Add section about extreme value bounds to FAQ.

lukasvermeer · Apr 5, 2024 · a682132 · a682132
1 parent 03c6a04
commit a682132
Showing 1 changed file with 18 additions and 1 deletion.
diff --git a/docs/faq.md b/docs/faq.md
@@ -101,7 +101,7 @@ Both LinkedIn and Microsoft have been actively addressing root causes of Sample
 
 It is obviously impossible to say what these numbers can tell us about the incidence of Sample Ratio Mismatch in general.
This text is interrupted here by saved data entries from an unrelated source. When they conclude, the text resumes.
PR #173, opened 2020-02-18
Basic implementation of the ReportEntry feature.

Michael1993:
Closes #134 

---

I hereby agree to the terms of the [JUnit Pioneer Contributor License Agreement](https://github.com/junit-pioneer/junit-pioneer/blob/master/CONTRIBUTING.md#junit-pioneer-contributor-license-agreement).

PR #183, opened 2020-03-11
AsciiDoc documentation of the @ReportEntry extension

Michael1993:
Depends on #173
---


docs/report-entries.adoc
```diff
@@ -0,0 +1,79 @@
...
+@Test
+@ReportEntry("foo")
+@ReportEntry("bar")
+void reportingTest() {
+    // YOUR TEST CODE HERE
+}
+----
+
+You can also declare your own keys in the annotation (if you don't declare it, JUnit
+will use the value of the entry as the key).
```
Bukama: Does ist really use the value of the entry as the key or does it use the string `value` as the key?

src/main/java/org/junitpioneer/jupiter/ReportEntry.java
```diff
@@ -0,0 +1,48 @@
...
+@ExtendWith(ReportEntryExtension.class)
+public @interface ReportEntry {
+
+	/**
+	 * Specifies the key of the pair that's to be published as a report entry.
+	 * Defaults to {@code "value"} and can't be blank.
+	 *
+	 * @see org.junit.jupiter.api.extension.ExtensionContext#publishReportEntry(String, String) ExtensionContext::publishReportEntry
+	 */
+	String key() default "value";
```
Bukama: I mean this: The String "value" is used as default.

docs/report-entries.adoc
Michael1993: You are right, the new solution does use the String "value" as a key if there is no key specified. My original solution used `publishReportEntry(String value)` <- that does behave this way.

I'll rewrite it.

src/main/java/org/junitpioneer/jupiter/ReportEntry.java
Michael1993: Yes, even the unit tests show that you are correct.

docs/report-entries.adoc
```diff
@@ -65,8 +65,8 @@ void reportingTest() {
 }
 ----
 
-You can also declare your own keys in the annotation (if you don't declare it, JUnit
-will use the value of the entry as the key).
+You can also declare your own keys in the annotation (if you don't declare it, the
+extension will use 'value' as the key).
```
Bukama: This should be correct. Thanks for editing it.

However, it seems that SRM is quite prevalent, even in companies which are widely considered industry leaders in online experimentation.
 
-## What can we do about Sample Ratio Mismatch?
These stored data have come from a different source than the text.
PR #185, opened 2020-03-17
Github actions

aepfli:
This is just a draft and a simple idea for now

the build steps are working, it uploads to sonarqube, and it triggers correctly the build. i need to verify the deploy (or depoy :)) step, as there is a lot going on, i am not aware of, or have not tried so far. But i thought this might be useful.

Any ideas welcome

image

- https://github.com/aepfli/junit-pioneer/pull/4 as an example
---

### DIFF
--- a/.github/workflows/actions.yml
+++ b/.github/workflows/actions.yml
@@ -1,0 +1,65 @@
+# This workflow will build a Java project with Gradle
+# For more information see: https://help.github.com/actions/language-and-framework-guides/building-and-testing-java-with-gradle
+
+name: JUnit Pioneer Flow
+
+on:
+  push:
+    branches: [ master ]
+  pull_request:
+    branches: '*'
+
+jobs:
+  build:
+    runs-on: ${{ matrix.os }}
+    strategy:
+      matrix:
+        # test against latest update of each major Java version, as well as specific updates of LTS versions:
+        java: [ 8, 11 ]
+        os: [ubuntu-latest, windows-latest, macos-latest]
+    name: ${{ matrix.os }} - Java ${{ matrix.java }}
+    steps:
+      - uses: actions/checkout@v2
+      - name: Setup java
+        uses: actions/setup-java@v1
+        with:
+          java-version: ${{ matrix.java }}
+      - name: Gradle build
+        uses: eskatos/gradle-command-action@v1
+        with:
+          arguments: --refresh-dependencies --stacktrace --scan clean build
+      - name: Sonarqube
+        env:
+          GITHUB_TOKEN: ${{ secrets.GITHUB_TOKEN }}
+          SONAR_TOKEN: ${{ secrets.SONAR_TOKEN }}
+        if:  matrix.java == '8' && matrix.os == 'ubuntu-latest'
+        run: ./gradlew jacocoTestReport sonarqube --stacktrace -i
+
+  # This will be handled on a later stage
+  # deploy:
+  #   runs-on: ubuntu-latest
+  #   name: Deploy
+  #   if: github.ref == 'refs/heads/master'
+  #   steps:
+  #     - uses: actions/checkout@v2
+  #     - name: Setup java
+  #       uses: actions/setup-java@v1
+  #       with:
+  #         java-version: 8
+  #     - name: Perform Release
+  #       uses: eskatos/gradle-command-action@v1
+  #       if:
+  #       with:
+  #         arguments: ciPerformRelease
+  #     - name: Upload Release to GitHub
+  #       uses: softprops/action-gh-release@v1
+  #       if: startsWith(github.ref, 'refs/tags/')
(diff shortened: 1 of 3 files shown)


.github/workflows/actions.yml
```diff
@@ -0,0 +1,63 @@
...
+  pull_request:
+    branches: '*'
+
+jobs:
+  build:
+    runs-on: ${{ matrix.os }}
+    strategy:
+      matrix:
+        # test against latest update of each major Java version, as well as specific updates of LTS versions:
+        java: [ 8, 9, 10, 11, 12, 13]
```
aepfli:
```suggestion
        java: [ 8, 9, 10, 11, 12, 13, 14]
```

Bukama:
Maybe @sormuras can throw an eye on it - When I remember correctly he set up the github actions for Junit but at least for his BACH project

.github/workflows/actions.yml
sormuras: I'd only keep: `8`, `11`, and introduce `14` as of today.

.github/workflows/actions.yml
```diff
@@ -0,0 +1,63 @@
...
+        uses: eskatos/gradle-command-action@v1
+        with:
+          arguments: --refresh-dependencies --stacktrace --scan clean build
+      - name: Sonarqube
+        env:
+          SONAR_LOGIN: ${{ secrets.SONAR_TOKEN }}
+        if:  matrix.java == '8' && matrix.os == 'ubuntu-latest'
+        run: ./gradlew jacocoTestReport sonarqube --stacktrace -i
+
+  depoy:
```
sormuras: `deploy`, with `l`

.github/workflows/actions.yml
aepfli:
```suggestion
        java: [ 8, 11, 14]
```

aepfli:
i am really thinking of dropping my Travis CI pr instead of this, this seems to be way easier, as nearly all configuration is takin gplace in github

1. https://github.com/junit-pioneer/junit-pioneer/actions we need to create an action here
2. we would need to provide the sonar token for the project in https://github.com/junit-pioneer/junit-pioneer/settings/secrets

and we would be done, this would be working
1. i would still remove the deployment steps for now in Github Actions as this needs more attention
2. furthermore i would deactivate the default builds in travis.yml so we do not use so many resources.

Thoughts?
@Bukama @nicolaiparlog

Bukama:
I appreciate dropping a "3rd party" tool for better / easier integration with the plattform we already use as long as the provided functionality stays the same. This seems to be the case here. 

So I would vote for building up GitHub actions parallel to Travis- When the new script works we should disable Travis and after a (short) period of time dropping this back up scenario in total.

aepfli:
i created an own example project with the setup :) https://github.com/aepfli/SonarCloud-GitHubActions-Gradle-example/pull/2 there we see all functionality and basic configuration needed

.travis.yml
```diff
@@ -18,8 +17,8 @@ install: ./gradlew -version
 
 #Don't build tags
 branches:
-  except:
-  - /^v\d/
+  only:
```
aepfli: as we will have githubactions for normal builds, we we only need this for the special case of "deployments" which should only happen on master

.github/workflows/actions.yml
```diff
@@ -0,0 +1,65 @@
...
+        os: [ubuntu-latest, windows-latest, macos-latest]
+    name: ${{ matrix.os }} - Java ${{ matrix.java }}
+    steps:
+      - uses: actions/checkout@v2
+      - name: Setup java
+        uses: actions/setup-java@v1
+        with:
+          java-version: ${{ matrix.java }}
+      - name: Gradle build
+        uses: eskatos/gradle-command-action@v1
```
sormuras: Why use an external action here? We already have the Gradle Wrapper in-place and ready to rock.

aepfli: i thought actually to be the save way, as it also uses the gradle wrapper, but i do not need to care about write permissions etc. - i saw that in junit5 and i found it odd. i did not test it without it. but this is something which we definitly can investigate

aepfli: ah damn, that is something i have seen somewerhe else sorry for wrong reference to junit5

aepfli: also there is https://github.com/eskatos/gradle-github-actions-plugin which might be useful in the future

aepfli: image
no need to specify the gradle wrapper as the gradlew is still in the root directory

sormuras: Okay. Let's use `eskatos/gradle-command-action` and see what it brings to the party. Might consider using it for JUnit 5 as well.

/cc @marcphilipp @eskatos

+## How can we fix Sample Ratio Mismatch?
 
 The answer to this question will depend on what is the root cause of the Sample Ratio Mismatch.
 
@@ -120,6 +120,23 @@ There are many potential root causes which may result in a Sample Ratio Mismatch
 
 Long story short: finding the root cause of a Sample Ratio Mismatch may require significant debugging and deep knowledge of which experiment platform abstraction [is leaky](https://booking.ai/leaky-abstractions-in-online-experimentation-platforms-ae4cf05013f9).
 
+## If an experiment has SRM, can we still analyse the results?
+
+Not without making additional assumptions and changing the way we calculate the results.
+
+One idea is to apply the method described by Gerben and Green in their book [Field Experiments](https://wwnorton.com/books/9780393979954) as "extreme value bounds" (page 226). This approach relies on the idea that if we _assume_ we know exactly how many samples are missing from our data, then we can calculate the "best case" and "worst case" scenarios that represent the most extreme results that are possible given the data we do have. These extreme values can then be said to bound the potential outcomes (hence the name "extreme value bounds").
+
+To calculate the extreme value bounds for a result, simply:
+1. **Calculate how many samples we assume are missing.** In a simple 50/50 split A/B test, the most likely estimate for this number is the difference in sample size between the variations. If A has 10.000 users and B has 9.000 users, then we are most likely missing 10.000-9.000=1.000 users.
+2. **Assume the worst outcome for the missing samples.** In the case of a conversion metric, we would assume **none** of the missing users converted. In our calculations of the treatment effect, we add the missing samples to our denominator, but the numerator stays the same. This is the lower extreme value bound. Following the example above, if previously B had 9.000 users and 900 conversions (so a 10% conversion rate), our lower bound would be the same 900 conversions over 9.000+1.000 users (a 9% conversion rate).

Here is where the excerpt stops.